Crystal-field Stark effect on the upconversion light emission spectrum of α-NaYF4 nanoparticles doped with Dy3+, Er3+, or Yb3+

Abstract

NaYF4 nanoparticles (NPs) form in two crystal structures, cubic (α-phase) and hexagonal (β-phase), each one presenting a different crystal electric field (CEF) Stark effect, that affects the upconversion (UC) light emission of the NPs when doped with rare-earth elements. Therefore, the knowledge of the CEF parameters, the wave functions, and energy levels of the rare earth (RE) J-multiplet is expected to be of great help for the understanding and improvement of the UC light emission.
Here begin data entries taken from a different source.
PR #1290, opened 2019-01-18
Always show OVAL details in HTML report

jan-cerny:
Users will no longer need to specify `--oval-results` to get the OVAL details in HTML report. The OVAL details will be shown always.

I know this change is highly controversial, but it has been requested multiple times, for example in #1262.

Moreover, I have discovered that it isn't true that you have to specify `--results` together with report. Probably this statement has been forgotten in the man page during the HTML report redesign.

### DIFF
--- a/tests/oval_details/test_oval_details.sh
+++ b/tests/oval_details/test_oval_details.sh
@@ -14,13 +14,15 @@ function test_oval_details_implicit {
   # Tests if OVAL Details are present in HTML report by default
   # without specifing --oval-results --results (new behavior)
   xccdffile=$srcdir/$1.xccdf.xml
-  resultfile=$output_dir/$1.result.xml
   reportfile=$output_dir/$1.report.html
+  resultfile="$1.result.xml"
   oval_resultfile="$1.oval.xml.result.xml"
   $OSCAP xccdf eval --report $reportfile $xccdffile
   [ -f $reportfile ]
   [ ! -f $resultfile ]
+  [ ! -f $output_dir/$resultfile ]
   [ ! -f $oval_resultfile ]
+  [ ! -f $output_dir/$oval_resultfile ]
   grep -i $2 $reportfile >/dev/null && grep -i $3 $reportfile >/dev/null
   rm $reportfile
 }
--- a/tests/oval_details/test_oval_details.sh
+++ b/tests/oval_details/test_oval_details.sh
@@ -10,13 +10,37 @@ output_dir=`mktemp -d -t oval_details_XXXXXX`
 
 # Test cases.
 
-function test_oval_details {
+function test_oval_details_implicit {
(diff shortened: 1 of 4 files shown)


jan-cerny:
Hi @ggbecker @matejak @matusmarhefka @yuumasato @dahaic . Is there any volunteer to review?

matusmarhefka:
@jan-cerny Great PR, thank you. Have you also considered to add a test for this new functionality?

jan-cerny:
@matusmarhefka That's a great idea. I'll try to add a new test.

jan-cerny:
@matusmarhefka I have modified the existing test to test that OVAL details are present in HTML report by default and at the same time the old way still works.

jan-cerny:
Hi, do you think that we need to add an option to explicitly remove OVAL details from HTML report, eg. `--no-oval-details`? I doubt it would be useful.

tests/oval_details/test_oval_details.sh
```diff
@@ -10,13 +10,37 @@ output_dir=`mktemp -d -t oval_details_XXXXXX`
...
+function test_oval_details_implicit {
+  # Tests if OVAL Details are present in HTML report by default
+  # without specifing --oval-results --results (new behavior)
   xccdffile=$srcdir/$1.xccdf.xml
   resultfile=$output_dir/$1.result.xml
   reportfile=$output_dir/$1.report.html
+  oval_resultfile="$1.oval.xml.result.xml"
+  $OSCAP xccdf eval --report $reportfile $xccdffile
+  [ -f $reportfile ]
+  [ ! -f $resultfile ]
```
matusmarhefka: I would add one more test here to also check if the results file is not generated in the CWD, just to be sure: `[ ! -f $(basename $resultfile) ]`

matusmarhefka:
@jan-cerny I don't think that option like `--no-oval-details` would be useful, I would just fill OVAL details into the HTML report all the time.

jan-cerny:
> I don't think that option like --no-oval-details would be useful, I would just fill OVAL details into the HTML report all the time.

I totally agree.

tests/oval_details/test_oval_details.sh
jan-cerny: OK, I'll do that.

jan-cerny:
I have updated the test to check result files in current working directory.

dahaic:
> @jan-cerny I don't think that option like `--no-oval-details` would be useful, I would just fill OVAL details into the HTML report all the time.

Depends on the size difference. Remember, the HTML is already quite a whale. :)

matusmarhefka:
@dahaic It is not so tragic, report with OVAL results for Fedora standard profile is 1.8 MB compared to the report without OVAL results which is 1.6 MB.

matusmarhefka:
@jan-cerny Great work, also thanks for implementing the test.

PR #1291, opened 2019-01-18
 Merge branch 'maint-1.2' into maint-1.3 

jan-cerny:


matejak:
The Fedora tests that fail are executed under RHEL, where they pass. Therefore LGTM, merging.

PR #1292, opened 2019-01-18
Removed coverage tracking and Travis tests

matejak:
Coverage output is relevant only for unittests, where it can be assumed that the covered code is tested sufficiently. As our tests don't work on Travis anyway, I have disabled them.
Conversely, our acceptance testing scripts don't provide any reasonable indication that the code they execute is correct.


jan-cerny:
I think it would be better to fix the tests to be able to run on Ubuntu.

Could you elaborate more on "Conversely, our acceptance testing scripts don't provide any reasonable indication that the code they execute is correct.", please?

matejak:
Let's not forget that it will stay with us in the git repo.
Moreover, the codecov service was fine without it, it was the Sonar that may need it. If we start adding proper unit tests to the project at some point, we certainly won't need it.

PR #1296, opened 2019-01-30
Split tests/API/XCCDF/unittests/all.sh to separate test cases

jan-cerny:
The `all.sh` script combines roughly 80 test cases in a single test case. When running unit tests, it's difficult to debug fails.  It's also difficult to orient in output. It isn't possible to easily run selected
single test case. If we split the test cases, it will be easier to work with the tests. For example, you can run `ctest -R <test_name>`.  The `all.sh` script can be considered an unnecessary abstraction layer.


matejak:
LGTM, but what about the omission of `test_run` call, have you examined related potential side-effects?

jan-cerny:
@matejak Thanks for the question, I haven't examined it before.

But I have looked at it and I think that we shouldn't use test_run anywhere, because the functionality is more or less replaced by the ctest framework. Take a look at its source: 

https://github.com/OpenSCAP/openscap/blob/be146691167900e920d14cbd118bfe2b95c601c4/tests/test_common.sh.in#L76-L98

It runs the script and based on the results it prints PASS/FAIL/SKIP which is basically what ctest does.

What do you think? Is it OK to remove it or do we need to somehow wrap the tests in functions that will be passed as arguments to test_run?

jan-cerny:
@matejak Do you remember the potential side effects that you had in mind? It seems to me that the change should be harmless because the return codes are recognized by `ctest` itself so we don't need to handle it by a wrapper function. What's your opinion?

matejak:
Agreed. Therefore, LGTM, thank you very much for your PR!

Issue #1173, opened 2018-08-17
Bug: double chdir/chroot in probe rpmverifypackage


matusmarhefka:
There is a problem in both branches that probe rpmverifypackage calls chdir/chroot second time:

* `maint-1.2`:
  * first called from src/OVAL/probes/probe/main.c
  * second call from src/OVAL/probes/unix/linux/rpmverifypackage.c
* `master`:
  * first called from src/OVAL/probes/probe/probe_main.c
  * second call from src/OVAL/probes/unix/linux/rpmverifypackage_probe.c

This causes an issue for offline scan (tested on maint-1.2):
```
E: probe_rpmverifypackage: RPM: Failed to initialize NSS library

error: Failed to initialize NSS library
E: probe_rpmverifypackage: Unable to chdir to '/mnt/root', errno: 2 "No such file or directory"
W: oscap:     Can't receive message: 125, Operation canceled.
E: oscap:     Recv: retry limit (0) reached.
OpenSCAP Error: Probe at sd=1 (rpmverifypackage) reported an error: Initialization failed [oval_probe_ext.c:393]
Unable to receive a message from probe [oval_probe_ext.c:579]
Invalid oval result type: -1. [oval_resultTest.c:179]
```

Also reported in [RHBZ#1603347](https://bugzilla.redhat.com/show_bug.cgi?id=1603347)

matusmarhefka:
We also need to check other rpm* probes as we set them to work in chroot, we should not call the `rpmtsSetRootDir` function inside these probes.

* https://github.com/rpm-software-management/rpm/blob/master/lib/rpmts.c#L853
* http://ftp.rpm.org/api/4.12.0.1/group__rpmts.html#ga2cc54aa978a49d0b5cefa64095c8ee41

PR #1306, opened 2019-02-28
Added utils/oscap-podman for SCAP evaluation of podman images and containers

matusmarhefka:
The `oscap-podman` script should make it possible to perform the SCAP evaluation of podman images and containers. The script complements `oscap-docker` script which does the same for docker images and containers.

Currently, there are multiple issues with offline scanning in RPM probes (for example https://github.com/OpenSCAP/openscap/issues/1173) which prevent this script to work without issues (the same applies also for the `oscap-docker` script).

### DIFF
--- a/utils/oscap-podman
+++ b/utils/oscap-podman
@@ -1,0 +1,90 @@
+#!/bin/bash
+
+# Copyright 2019 Red Hat Inc., Durham, North Carolina.
+#
+# This library is free software; you can redistribute it and/or
+# modify it under the terms of the GNU Lesser General Public
+# License as published by the Free Software Foundation; either
+# version 2 of the License, or (at your option) any later version.
+#
+# This library is distributed in the hope that it will be useful,
+# but WITHOUT ANY WARRANTY; without even the implied warranty of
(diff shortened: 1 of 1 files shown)


utils/oscap-podman
```diff
@@ -0,0 +1,80 @@
...
+    echo "oscap-podman -- Tool for SCAP evaluation of podman images and containers."
+    echo
+    echo "Compliance scan of podman image:"
+    echo "$ sudo oscap-podman IMAGE_NAME OSCAP_ARGUMENT [OSCAP_ARGUMENT...]"
+    echo
+    echo "Compliance scan of podman container:"
+    echo "$ sudo oscap-podman CONTAINER_NAME OSCAP_ARGUMENT [OSCAP_ARGUMENT...]"
+    echo
+    echo "See \`man oscap\` to learn more about semantics of OSCAP_ARGUMENT options."
+}
```
jan-cerny: We should add a man page as well.

matusmarhefka:
@jan-cerny Thanks for the review, I have updated the PR based on your comments. Man page is still missing.

jan-cerny:
@matusmarhefka you can do it in a separate PR

PR #1307, opened 2019-03-06
add block_size support for Linux partition_state

maltek:
it got specified in OVAL 5.11.2: https://github.com/OVALProject/Language/blob/5.11.2/docs/linux-definitions-schema.md#-partition_state-

### DIFF
--- a/src/OVAL/probes/unix/linux/partition_probe.c
+++ b/src/OVAL/probes/unix/linux/partition_probe.c
@@ -219,6 +219,7 @@ static int collect_item(probe_ctx *ctx, oval_schema_version_t over, struct mnten
                                  "total_space",   OVAL_DATATYPE_INTEGER, (int64_t)stvfs.f_blocks,
                                  "space_used",    OVAL_DATATYPE_INTEGER, (int64_t)(stvfs.f_blocks - stvfs.f_bfree),
                                  "space_left",    OVAL_DATATYPE_INTEGER, (int64_t)stvfs.f_bfree,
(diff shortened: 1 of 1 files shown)


redhatrises:
@openscap-ci test this please

jan-cerny:
Hi! Thanks for your patch. If this attribute got added in 5.11.2 and wasn't present in 5.11.1 it would mean that OpenSCAP would produce invalid results according to previous schemas. This needs to be handled by a condition that compares the schema version used using `oval_schema_version_cmp`. The attribute should be populated only if the schema of input content is in version that defines this attribute.
You can get inspired by 
https://github.com/OpenSCAP/openscap/blob/4ca85d11d35211d942478aa698edc7cfc726f63f/src/OVAL/probes/unix/shadow_probe.c#L161-L165

redhatrises:
@openscap-ci test this please

jan-cerny:
Hi @maltek . Thanks for your update. The patch looks good to me. However, I have noticed that it's created against the master branch. That will take a long time to get to users. The patch can be included into maint-1.3 branch and it will get forward-ported. I'll try if it can be merged in maint-1.3.

jan-cerny:
It seems that the patch cannot be merged, so I will merge it manually.

jan-cerny:
Merged manually into maint-1.3 as 38a4dd6432066e6773543c6aacff957a7f6e046b and 683ed8c6ed9e79f6a50c4c5ff8582f6954b22c01

jan-cerny:
Thank you!

PR #1315, opened 2019-03-18
Don't ignore file behaviors if filepath is specified

jan-cerny:
The effect of the code removed by this patch is that the max_depth, recurse, recurse_direction and recurse_file_system attributes of the behaviors element are completely ignored and reset to their default values if filepath element is specified in the textfilecontent54_object. This is against OVAL specification
and it is inconsistent with file probe, from where a similar code has been removed in 93d5f1416f232d6fa21fe8f2ad771d003749ea7b.


matejak:
LGTM, thank you for fixing this omission!

PR #1316, opened 2019-03-19
Add missing OVAL license

jan-cerny:
The new OVAL 5.11.2 schemas contain terms_of_use element which
says that it is required to include OVAL license header when distributing
copies of the OVAL Schema. To satisfy their requirement, we will
add a copy of the OVAL license obtained from:
https://github.com/OVAL-Community/OVAL/blob/master/terms-of-use.rst

See eg.:
https://github.com/OpenSCAP/openscap/blob/ef16b42e5327dea1e6708584326b3230a42a913c/schemas/oval/5.11.2/oval-definitions-schema.xsd#L39

### DIFF
--- a/schemas/oval/terms-of-use.rst
+++ b/schemas/oval/terms-of-use.rst
@@ -1,0 +1,45 @@
+.. _terms-of-use:
+
+Terms of Use
+============
+
+Introduction
+------------
+OVAL is an open standard developed by the information security community as represented by the OVAL Board and the OVAL discussion lists, and maintained by the Center for Internet Security, Inc. under license from the United States Department of Homeland Security (U.S. DHS) on this public OVAL Website.
+
+The OVAL Language and any resulting OVAL content based upon the language that is stored in the OVAL Repository are free to use by any organization or individual for any research, development, and/or commercial purposes, per below.
+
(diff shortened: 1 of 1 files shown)


yuumasato:
> When distributing copies of the OVAL Schema, this license header must be included.

Does "this header" means this `<terms_of_use>` element or the whole terms of use?

matusmarhefka:
IMO, by "this header" they mean only the `<terms_of_use>` element which links to the full license.

jan-cerny:
@matusmarhefka If that would be true, why would we create this patch at all?

matusmarhefka:
@jan-cerny Exactly that was my point. Do we really need to copy and maintain the whole file with license? I think that only OVAL license header (`<terms_of_use>`) is needed to be in our OVAL schema and that header is referencing the whole license which IMO doesn't need to be copy pasted in our project.

jan-cerny:
@matusmarhefka I have the same question as you.

dahaic:
@matusmarhefka @jan-cerny can we finish (somehow) this PR?

jan-cerny:
@dahaic Oh dear, this is still opened. It was a request by @isimluk . 

Hi @isimluk , could you please shed some light whether this change is what is expected?

isimluk:
I think You are right that just inclusion of the header is required by the header.

Although, I would be slightly more inclined to include the full text. The text online can change or become unavailable. Nevertheless, IANAL.

matejak:
Closing this PR, as the `terms_of_use` text doesn't indicate that a separate file has to be shipped (... When distributing copies of the OVAL Schema, **this** license header must be included.).
Keeping any shipped license in sync with upstream would just impose a burden on project maintainers.

PR #1319, opened 2019-03-29
improve --stig-viewer output when there is no 1:1 connection between rules

maltek:
There can both be rules covering multiple STIG IDs (easy to handle: just
output the same result multiple times), and STIG IDs covered by more
than one rule. The DISA Stig Viewer seems to only consider the last
result for a given rule when it imports results, so when that last rule
happens to pass, that means the whole STIG will be marked as 'not a
finding'. To counteract that, this commit attempts to merge the results
in a sensible way - only if all tests passed, the STIG should be
marked as 'not a finding' in the way.

I'm not attempting to merge anything besides the result state, because the STIG Viewer seems to ignore all that information anyways.

(Note that currently, [ComplianceAsCode/content](https://github.com/ComplianceAsCode/content) doesn't handle these N:N connections very well either - although it does allow them so some extent. I have some patches for that I'll try to upstream there, soon.)

### DIFF
--- a/src/XCCDF/result.c
+++ b/src/XCCDF/result.c
@@ -1065,12 +1065,67 @@ void xccdf_result_to_dom(struct xccdf_result *result, xmlNode *result_node, xmlD
 	}
 	xccdf_setvalue_iterator_free(setvalues);
 
+	struct oscap_htable *nodes_by_rule_id = oscap_htable_new();
+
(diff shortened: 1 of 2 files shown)


jan-cerny:
@openscap-ci test this please

jan-cerny:
Thank you very much for your patch!

PR #1323, opened 2019-04-26
[WIP] Compose SCAP 1.3 DataStreams

yuumasato:
This is a very early and rough patch to update openscap to compose SCAP 1.3 compliant Data Streams.

What this PR does for now:
- When a `check-content-ref`'s `href` attribute is a supported URL (i.e.: `http://` or `https://`)
  - Add a `uri` entry in the `Benchmark`s component-ref catalog, but don't include its contents in DS
  - Add a `component-ref` to datastream's `<ds:checks>`

What it needs to do:
- Get the path from the URL and generate the  component `name` and `uri`.
- `oscap_source_new_from_url` not sure if makes sense to implement it.

Related to https://github.com/ComplianceAsCode/content/pull/4302

### DIFF
--- a/src/DS/sds.c
+++ b/src/DS/sds.c
@@ -828,6 +828,7 @@ static int ds_sds_compose_add_component_dependencies(xmlDocPtr doc, xmlNodePtr d
 		struct oscap_htable *exported = oscap_htable_new();
 		char* filepath_cpy = oscap_strdup(oscap_source_readable_origin(component_source));
 		char *dir = oscap_dirname(filepath_cpy);
+		bool href_is_remote = false;
 
 		for (int i = 0; i < nodeset->nodeNr; i++)
 		{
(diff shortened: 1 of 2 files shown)


src/DS/sds.c
```diff
@@ -988,8 +997,16 @@ static int ds_sds_compose_add_component_source_with_ref(xmlDocPtr doc, xmlNodePt
 	xmlNodePtr cref_parent;
 
 	bool extended_component = false;
+    bool source_is_remote;
 
-	oscap_document_type_t doc_type = oscap_source_get_scap_type(component_source);
+    if (oscap_str_startswith(filepath, "com.")) {
```
jan-cerny: This is suspicious for me. Is it remote when the file path starts with "com."? 

Also, ds_sds_compose_add_component_source_with_ref is called from ds_sds_compose_add_component_with_ref which is called from ds_sds_compose_add_component which is used when composing datastreams.
What if I have a local file `com.example.xml` in current working directory  and I run this:
`oscap ds sds-compose com.example.xml ds.xml`

src/DS/sds.c
```diff
@@ -848,17 +849,25 @@ static int ds_sds_compose_add_component_dependencies(xmlDocPtr doc, xmlNodePtr d
 
 				if (oscap_acquire_url_is_supported(href)) {
 					/* If the referenced component is remote one, do not include
-					 * it within the DataStream. Such component shall only be
-					 * downloaded once the scan is run. */
-					xmlFree(href);
-					continue;
+					* it within the DataStream. Such component shall only be
```
jan-cerny: Does this mean after this change it will get included?

src/DS/sds.c
```diff
@@ -848,17 +849,25 @@ static int ds_sds_compose_add_component_dependencies(xmlDocPtr doc, xmlNodePtr d
...
 				}
 
-				// skip over file:// if it's used in the file href
-				const char *altered_href = oscap_str_startswith(href, "file://") ? href + 7 : href;
+				char *real_path;
+				if (href_is_remote) {
+					// fix real_path for remote source
+					// Update href name to be only remote file (com.redhat.rhsa-RHEL7.xml)
+					// char *real_path = oscap_strdup(href)
+					real_path = oscap_strdup("com.redhat.rhsa-RHEL7.xml");
```
jan-cerny: I don't understand. If content references any remote content from anywhere, will it always get replaced by RHEL 7 RHSA? Hard coding anything here seems suspicious.

jan-cerny:
I think we will need a test for this.

src/DS/sds.c
yuumasato: >  Is it remote when the file path starts with "com."?

No. I just used a hardcoded string, and a dumb match to it just to see how the output would lookl ike. This PR is very rough, take it with a grain of salt, :)

src/DS/sds.c
yuumasato: I was just lazy to implement a URL parser before I could test that this is a good approach.

src/DS/sds.c
yuumasato: Not the contents, just a `component-ref` in the `<ds:checks>` that will reference the remote content, and a `<uri>` in each Benchmark component that uses the remote resource.

evgenyz:
We are not using OpenSCAP to compose DS anymore. Closing.

PR #1326, opened 2019-05-09
Add SCAP 1.3 schema and enable XML validation

jan-cerny:
This pull request adds SCAP 1.3 source datastream XML schema. OASIS XML Catalog schema and WC3 XLink schema, that are shared between SCAP 1.3 and 1.2 are moved to `/schemas/common` directory to avoid duplication. 

So far version 1.2 was hard-coded, therefore I have added a function that detects the version from the datastream using `data-stream-collection@schematron-version` attribute.

Some of the 1.2 datastreams in our test suite have set the version to 1.0, so I fixed this.


src/source/oscap_source.c
```diff
@@ -363,7 +363,7 @@ const char *oscap_source_get_schema_version(struct oscap_source *source)
 		}
 		switch (oscap_source_get_scap_type(source)) {
 			case OSCAP_DOCUMENT_SDS:
-				source->origin.version = oscap_strdup("1.2");
+				source->origin.version = ds_sds_detect_version(reader);
```
matusmarhefka: Can we add a simple test for this? It should be sufficient to use `oscap info` which uses the `oscap_source_get_schema_version` function and call it against prepared content, one with `schematron-version` `1.2 and the other with `1.3` and check if the versions are reported correctly.

matusmarhefka:
LGTM except missing test. SCAP 1.3 schema is aligned with the https://csrc.nist.gov/Projects/Security-Content-Automation-Protocol/SCAP-Releases/SCAP-1-3

matusmarhefka:
@openscap-ci test this please

jan-cerny:
@matusmarhefka I have added a simple test.

jan-cerny:
@matusmarhefka I have added another simple test for validating SCAP 1.3 datastreams.

matusmarhefka:
@jan-cerny Great work, thank you.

In this work, α-phase NaYF4 NPs doped with Dy3+, Er3+, or Yb3+ were investigated by means of magnetization, electron spin resonance (ESR), and optical spectroscopy techniques. Fittings of the temperature- and magnetic-field-dependent magnetization were performed to determine the fourth- and sixth-order cubic CEF parameters, B4 and B6. The ground state of Er3+, Yb3+, and Dy3+ in these α-NaYF4 NPs was confirmed by low-temperature ESR experiments. The obtained CEF parameters were used to write down a total Hamiltonian that allows to determine the CEF Stark splitting for all energy levels of the REs 4f unfilled shell. We give details of how the Stark effect affects the overall energy splitting of the various J-multiplets and may explain the fine structure of the UC light emission in these cubic NaY1-δREδF4 NPs.